By Krenar Sadiku |
If you think you can’t teach seasoned journalists new tricks, think again.
Think of a place far away. Think of a country with a distant and different way of life, although it might seem so close and similar due to what we see and hear, what we read in the media. There you can see it happen.
Columbia, Missouri, is the first place I’ve experienced in the Midwest, and I was surprised by it. A city of the youth, home to the University of Missouri, a cradle of knowledge for a great number of people from all over, not only from U.S., but really ALL OVER.
How wonderful it feels to be part of this place, a fellow learning at the Reynolds Journalism Institute in one of the first schools for journalism in the world, founded more than a century ago. That is what I call being part of a tradition.
I got to love the brick walls of this city. They gave me calmness. It played as a reminder of places I have been and loved before.
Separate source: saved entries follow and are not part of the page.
PR #787, opened 2024-01-24
Add Utf8String.ToUpper

Haselnussbomber:
Couldn't find out what a4 does. 🤷‍♂️
Also, `everyWord` is only handled when `firstCharOnly` is true, otherwise the whole text is uppercase anyway.


aers:
Sure looks like its converting characters to capital vowels... for what purpose

PR #788, opened 2024-01-25
Obsolete FixedArrayAttribute

Haselnussbomber:
`FixedArrayAttribute` doesn't seem to be used anywhere and I fell into the trap of using it instead of `FixedSizeArrayAttribute`.


aers:
I..honestly can't remember why this is here.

Every building told a story. Every block, every quarter. Every road was something new to me. But it all represented part of history of the Land of the Free.
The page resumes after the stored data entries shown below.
PR #789, opened 2024-01-25
Add PlayerState.ActiveFestivalIds/ActiveFestivalPhases

Haselnussbomber:
The lua function `IsOpenedFestival` (1408ED2E0) reads active festival ids from PlayerState. I assume the phases come right after, but can't tell for sure just yet. ~~Moogle Treasure Trove: The Second Hunt for Genisis should theoretically use the second phase of the same event. I'll leave this draft here until I can confirm it.~~

That said, `GameMain.ActiveFestivals` is not a `uint` array. Each festival entry has a ushort Id and a ushort Phase. Multiple xrefs confirm this, including the lua function `GetFestivalPhase` (1407D9ED0).   Sadly I can't add the FixedSizeArrayAttribute, because that only works on fixed byte arrays. I assume `GameMain.QueuedFestivals` has the same structure.


Haselnussbomber:
As it turns out, the Moogle Treasure Trove is not a festival at all. 🤷‍♂️

PR #793, opened 2024-01-28
Add AtkComponentTextInput.SetText

Haselnussbomber:


Haselnussbomber:
The address seemed to be part of AtkComponentInputBase, but it accesses offsets of a1 outside of it's size, so it has to be AtkComponentTextInput. 🤔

What gave me great content was finding out that diversity is all around the USA. I felt this in Columbia too. Amongst all the old historic buildings, one could not miss all the cathedrals. But just as you’d think you can’t be any more surprised, a mosque arises. A beautiful building of a different culture in the heart of the country. It gives you calmness, it speaks to you and says “Feel at ease; this is everyone’s home.”
You just can’t feel like a stranger in a place where you are accepted with arms wide open, where you are embraced as a fellow, a colleague, a representative or even an ambassador, if I may, of a noble profession such as journalism.
I strongly believe whenever I say that the learning process has no goals, only milestones. Either you close your mind to what mankind brings to light and see yourself standing still, or you open them wide and indulge in the knowledge it serves you.
And I strongly believe I am being served the best until now in the journalism field. I am being given tools about my profession that I truly believed exist, but no one showed them to me until now. At least not in this way. Not with all the practice that supports every bit of theory.
New horizons are being revealed to me, and I plan to explore them, with no regrets. I just hope to stay brave enough!